Abortion barriers still exist in Sask. 25 years after historic ruling
Monday marks 25 years since the Supreme Court of Canada struck down the country's abortion law, but in Saskatchewan access to the procedure remains uneven.
Abortions are only performed in two cities in the province, Saskatoon and Regina.
Women who choose to go to Saskatoon have to make two trips — one to see the doctor, and the other for the procedure itself.
Evelyn Reisner, who runs Saskatoon's Sexual Health Centre (formerly known as Planned Parenthood), is working to change the two-visit requirement.
"We work very closely with the doctors," said Reisner. "And have very good relationships with the doctors, and a lot of the doctors are quite happy about this idea."
Still, when it comes to access to abortion, doctors remain the gatekeepers.
According to Reisner women depend on a few willing doctors.
"I had a call last week of a woman whose doctor told her that if she chose to terminate a pregnancy the doctor would refuse to be her doctor anymore," said Reisner.
First abortion clinic in Canada in Quebec
Dr.
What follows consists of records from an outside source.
PR #775, opened 2026-03-24
Add endpoint to list consumer groups of a namespace

AfrinKhan02:
## Context

This PR implements the "List Consumer Groups" feature for the ns4kafka project. The goal is to allow users to monitor Kafka applications by listing all consumer groups owned by a namespace, including their description and topic offsets.

## Proposed solution

To solve this, I introduced a new API endpoint that lists all consumer groups for a given namespace. The endpoint provides detailed information about each group, including its state and committed offsets, making it much easier to monitor and troubleshoot consumer activity.

## Implementation

- Added a new `ConsumerGroup` model to represent the API response,
- Updated the `ConsumerGroupAsyncExecutor` to provide a method for listing all group IDs, without filtering by group type.
- Implemented `findAllForNamespace` in the service layer, which filters groups by ACL ownership and fetches their descriptions and offsets.
- Exposed a new `GET /consumer-groups` endpoint in `ConsumerGroupController`.
- Registered the new resource in `ApiResourcesController`.
- Refactored the ACL ownership check to reuse the existing `isNamespaceOwnerOfConsumerGroup` method, avoiding duplicated logic.

## Tests

To make sure everything works as expected, I wrote and updated unit tests for both the controller and service. The tests cover normal scenarios, edge cases (like no groups or no ownership), and error handling.

### DIFF
--- a/src/test/java/com/michelin/ns4kafka/service/ConsumerGroupServiceTest.java
+++ b/src/test/java/com/michelin/ns4kafka/service/ConsumerGroupServiceTest.java
@@ -63,7 +63,7 @@ class ConsumerGroupServiceTest {
     ConsumerGroupService consumerGroupService;
 
     @Test
-    void shouldFindConsumerGroupsOwnedByNamespaceWhenListingAll() throws InterruptedException, ExecutionException {
+    void shouldListConsumerGroupsOwnedByNamespace() throws InterruptedException, ExecutionException {
         Namespace namespace = Namespace.builder()
                 .metadata(Resource.Metadata.builder()
                         .name("namespace")
@@ -118,7 +118,7 @@ class ConsumerGroupServiceTest {
     }
 
     @Test
-    void shouldPopulateOffsetsWhenOnlyOneConsumerGroupMatches() throws InterruptedException, ExecutionException {
+    void shouldListConsumerGroupsOwnedByNamespaceWithOffsets() throws InterruptedException, ExecutionException {
         Namespace namespace = Namespace.builder()
                 .metadata(Resource.Metadata.builder()
                         .name("namespace")
@@ -173,7 +173,7 @@ class ConsumerGroupServiceTest {
     }
 
     @Test
-    void shouldFindConsumerGroupsByWildcardName() throws InterruptedException, ExecutionException {
+    void shouldListConsumerGroupsOwnedByNamespaceWithWildcardName() throws InterruptedException, ExecutionException {
         Namespace namespace = Namespace.builder()
                 .metadata(Resource.Metadata.builder()
                         .name("namespace")
@@ -216,7 +216,7 @@ class ConsumerGroupServiceTest {
     }
 
     @Test
-    void shouldReturnEmptyConsumerGroupListWhenNamespaceOwnsNone() throws InterruptedException, ExecutionException {
+    void shouldListConsumerGroupsWhenEmpty() throws InterruptedException, ExecutionException {
         Namespace namespace = Namespace.builder()
                 .metadata(Resource.Metadata.builder()
                         .name("namespace")


src/main/java/com/michelin/ns4kafka/service/ConsumerGroupService.java
```diff
@@ -63,15 +66,63 @@ public ConsumerGroupService(ApplicationContext applicationContext, AclService ac
...
+     */
+    public List<ConsumerGroup> findAllForNamespace(Namespace namespace)
+            throws ExecutionException, InterruptedException {
+        ConsumerGroupAsyncExecutor consumerGroupAsyncExecutor = applicationContext.getBean(
+                ConsumerGroupAsyncExecutor.class,
+                Qualifiers.byName(namespace.getMetadata().getCluster()));
+
+        List<String> allGroupIds = consumerGroupAsyncExecutor.listConsumerGroupIds();
+
+        List<String> consumerGroupIds = allGroupIds.stream()
```
ThomasCAI-mlv: I think you can directly stream and filter on the result of `listConsumerGroupIds()` since it is not used anywhere else

src/test/java/com/michelin/ns4kafka/controller/ConsumerGroupControllerTest.java
```diff
@@ -78,6 +79,28 @@ class ConsumerGroupControllerTest {
     @InjectMocks
     ConsumerGroupController consumerGroupController;
 
+    @Test
+    void shouldListConsumerGroupsForNamespace() throws InterruptedException, ExecutionException {
```
ThomasCAI-mlv: Test name `shouldListConsumerGroup` is enough, as we are in the namespaced controller. What do you think?

src/main/java/com/michelin/ns4kafka/service/ConsumerGroupService.java
```diff
@@ -285,4 +336,32 @@ public void alterConsumerGroupOffsets(
...
+                .metadata(Metadata.builder()
+                        .name(consumerGroupId)
+                        .namespace(namespace.getMetadata().getName())
+                        .cluster(namespace.getMetadata().getCluster())
+                        .build())
+                .status(ConsumerGroup.ConsumerGroupStatus.builder()
+                        .state(description == null ? GroupState.UNKNOWN : description.groupState())
+                        .offsets(committedOffsets.entrySet().stream()
+                                .sorted(Map.Entry.<TopicPartition, Long>comparingByKey(
+                                                java.util.Comparator.comparing(TopicPartition::topic)
```
ThomasCAI-mlv: Maybe you can import `comparing`

src/main/java/com/michelin/ns4kafka/service/ConsumerGroupService.java
```diff
@@ -285,4 +336,32 @@ public void alterConsumerGroupOffsets(
...
+                                                        .thenComparingInt(TopicPartition::partition))
+                                        .thenComparing(Map.Entry.comparingByValue()))
```
ThomasCAI-mlv: Is it needed to compare by value (offset) at the end? there are only 3 fields

If the initial TopicPartition variable is too loaded / we can `map` first before doing the sorting, like

```
.map(....)
.sorted(comparing(ConsumerGroup.ConsumerGroupOffset::getTopic))
```

src/main/java/com/michelin/ns4kafka/service/ConsumerGroupService.java
```diff
@@ -285,4 +336,32 @@ public void alterConsumerGroupOffsets(
...
+                        .name(consumerGroupId)
+                        .namespace(namespace.getMetadata().getName())
+                        .cluster(namespace.getMetadata().getCluster())
+                        .build())
+                .status(ConsumerGroup.ConsumerGroupStatus.builder()
+                        .state(description == null ? GroupState.UNKNOWN : description.groupState())
+                        .offsets(committedOffsets.entrySet().stream()
+                                .sorted(Map.Entry.<TopicPartition, Long>comparingByKey(
+                                                java.util.Comparator.comparing(TopicPartition::topic)
+                                                        .thenComparingInt(TopicPartition::partition))
```
ThomasCAI-mlv: Sorting by topic name can be useful if the consumer group has many topics, which is unusual I think
And there is no real reason to have an ordering for partition, so we can have it or not. Personally I would just sort by topic name, but you can keep the partition if you want

src/main/java/com/michelin/ns4kafka/controller/ConsumerGroupController.java
```diff
@@ -74,6 +76,19 @@ public ConsumerGroupController(
...
+    /**
+     * List consumer groups owned by the namespace.
+     *
+     * @param namespace The namespace
+     * @return The list of consumer groups
+     * @throws ExecutionException Any execution exception
+     * @throws InterruptedException Any interrupted exception
+     */
+    @Get
+    public List<ConsumerGroup> list(String namespace) throws ExecutionException, InterruptedException {
```
ThomasCAI-mlv: If "consumer group" is part of API resources, it might be better to follow other API resources endpoints: add a `name` query parameter which filters using wildcard or exact match

src/main/java/com/michelin/ns4kafka/controller/ConsumerGroupController.java
```diff
@@ -74,6 +76,19 @@ public ConsumerGroupController(
...
+        return consumerGroupService.findAllForNamespace(getNamespace(namespace));
```
ThomasCAI-mlv: Since there are some external calls with the adminClient (to retrieve offsets per TopicPartition), you might consider doing like the `list` in the SchemaController: 
- If there are exactly 1 consumer group, the offsets per TopicPartition is queried and are returned
- if there are more than 1, only the consumer groups name are returned

This trick avoids too many blocking calls which can hinder Ns4kafka performance (we already had this issue for schemas)

src/main/java/com/michelin/ns4kafka/service/ConsumerGroupService.java
```diff
@@ -63,15 +66,63 @@ public ConsumerGroupService(ApplicationContext applicationContext, AclService ac
...
+
+        if (consumerGroupIds.isEmpty()) {
+            return List.of();
+        }
+
+        Map<String, ConsumerGroupDescription> descriptions =
+                consumerGroupAsyncExecutor.describeConsumerGroups(consumerGroupIds);
+
+        List<ConsumerGroup> consumerGroups = new ArrayList<>();
+        for (String groupId : consumerGroupIds) {
```
ThomasCAI-mlv: Could you use Java Stream API instead of the "for" loop?
```
consumerGroupIds.stream()
.map(logicWithErrorHandling)
```

If the consumerGroupIds is empty, the result will be an empty list, without the `getCommittedOffsets()` external call being executed (which avoids `if (consumerGroupIds.isEmpty()) {
            return List.of();
        }`)

src/main/java/com/michelin/ns4kafka/service/ConsumerGroupService.java
```diff
@@ -63,15 +66,63 @@ public ConsumerGroupService(ApplicationContext applicationContext, AclService ac
...
     /**
      * Check if a given namespace is owner of a given group.
      *
      * @param namespace The namespace
      * @param groupId The group
      * @return true if it is, false otherwise
      */
-    public boolean isNamespaceOwnerOfConsumerGroup(String namespace, String groupId) {
-        return aclService.isNamespaceOwnerOfResource(namespace, AccessControlEntry.ResourceType.GROUP, groupId);
+    public boolean isNamespaceOwnerOfConsumerGroup(Namespace namespace, String groupId) {
```
ThomasCAI-mlv: The initial code was not working or is it a refactoring?

If it is just a refactoring, why not keep `isNamespaceOwnerOfResource()` ?

src/main/java/com/michelin/ns4kafka/controller/ApiResourcesController.java
```diff
@@ -109,6 +109,15 @@ public class ApiResourcesController {
             .names(List.of("connect-clusters", "connect-cluster", "cc", "kconnect", "kconnects", "kc"))
             .build();
 
+    /** Consumer group resource definition. */
```
ThomasCAI-mlv: Can you remove the consumer group from the API resource? It is not an API resource because it does not have the structure of the API resource with the following 3 endpoints:
- GET /{API_RESOURCE}(?name}
- POST /{API_RESOURCE}
- DELETE /{API_RESOURCE}(?name}

src/main/java/com/michelin/ns4kafka/service/ConsumerGroupService.java
```diff
@@ -63,6 +69,35 @@ public ConsumerGroupService(ApplicationContext applicationContext, AclService ac
...
 
+    /**
+     * Find all consumer groups owned by a given namespace.
+     *
+     * @param namespace The namespace
+     * @return A list of consumer groups
+     * @throws ExecutionException Any execution exception during consumer groups listing
+     * @throws InterruptedException Any interrupted exception during consumer groups listing
+     */
+    public List<ConsumerGroup> findAllForNamespace(Namespace namespace)
```
ThomasCAI-mlv: Check comment about `findAllForNamespace` & `findByWildcardname`

Depending on the outcome, this method can be removed along with the associated tests

src/main/java/com/michelin/ns4kafka/service/ConsumerGroupService.java
```diff
@@ -285,4 +333,71 @@ public void alterConsumerGroupOffsets(
...
+                                        .currentOffset(entry.getValue())
+                                        .build())
+                                .sorted(comparing(ConsumerGroup.ConsumerGroupOffset::getTopic)
+                                        .thenComparingInt(ConsumerGroup.ConsumerGroupOffset::getPartition))
+                                .toList())
+                        .build())
+                .build();
+    }
+
+    private List<ConsumerGroup> findConsumerGroups(Namespace namespace, Predicate<String> groupIdFilter)
```
ThomasCAI-mlv: That method can be part of the `findByWildcardName`
I'm not too fond of predicate if it is only used once

src/main/java/com/michelin/ns4kafka/service/ConsumerGroupService.java
```diff
@@ -285,4 +333,71 @@ public void alterConsumerGroupOffsets(
...
+            throws ExecutionException, InterruptedException {
+        ConsumerGroupAsyncExecutor consumerGroupAsyncExecutor = applicationContext.getBean(
+                ConsumerGroupAsyncExecutor.class,
+                Qualifiers.byName(namespace.getMetadata().getCluster()));
+
+        List<String> consumerGroupIds = consumerGroupAsyncExecutor.listConsumerGroupIds().stream()
+                .filter(groupId -> isNamespaceOwnerOfConsumerGroup(namespace, groupId))
```
ThomasCAI-mlv: Actually, you can initialize 

```
List<AccessControlEntry> ownerAcls = 
            aclService.findResourceOwnerGrantedToNamespace(namespace, AccessControlEntry.ResourceType.GROUP);
```
And filter using `aclService.isResourceCoveredByAcls()` instead.

The reason is to avoid retrieving OWNER Group ACLs for every consumer group

For other endpoints like reset-offset and delete, you are only managing one consumer group at a time, so it is fine to use `isNamespaceOwnerOfConsumerGroup`

src/main/java/com/michelin/ns4kafka/service/ConsumerGroupService.java
ThomasCAI-mlv: Depending on if you prefer it split or not:

You can have 2 methods:
- `findAllForNamespace` which lists all consumer groups and filters on the namespace, then build a ConsumerGroup list without offset
- `findByWildcardName` which uses the result of `findAllForNamespace` and filters on the `name` parameter, then add offset information if there is exactly 1 element

Or 1 method:
- `findByWildcardName` which lists all consumer groups and filters on the namespace & filters on the `name` parameter, then build a ConsumerGroup list with offset information if there is exactly 1 element

In any case, `describeConsumerGroups` can be done in `findByWildcardName`

src/main/java/com/michelin/ns4kafka/service/ConsumerGroupService.java
ThomasCAI-mlv: Ok I see, `isNamespaceOwnerOfResource` is used at too many places, the refactor would be too costly
This method is not needed anymore, as it is preferred to initialize ownerAcls outside

AfrinKhan02:
@ThomasCAI-mlv I've addressed the PR review comments, Can you please review .

ThomasCAI-mlv (approved):
LGTM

Henry Morgentaler broke the country's existing abortion laws in 1969 and opened the country's first abortion clinic. At the time, abortion was only legal if a committee of doctors signed off that it was necessary for the physical or mental well-being of the mother and the procedure was performed in a hospital.
The Montreal doctor became one of Canada's most controversial figures.
During the next two decades Morgentaler was assaulted, arrested, jailed.
In 1988 the Supreme Court of Canada granted him victory and declared the country's abortion law unconstitutional. Canada is now one of only a few countries with no legal restrictions on abortion.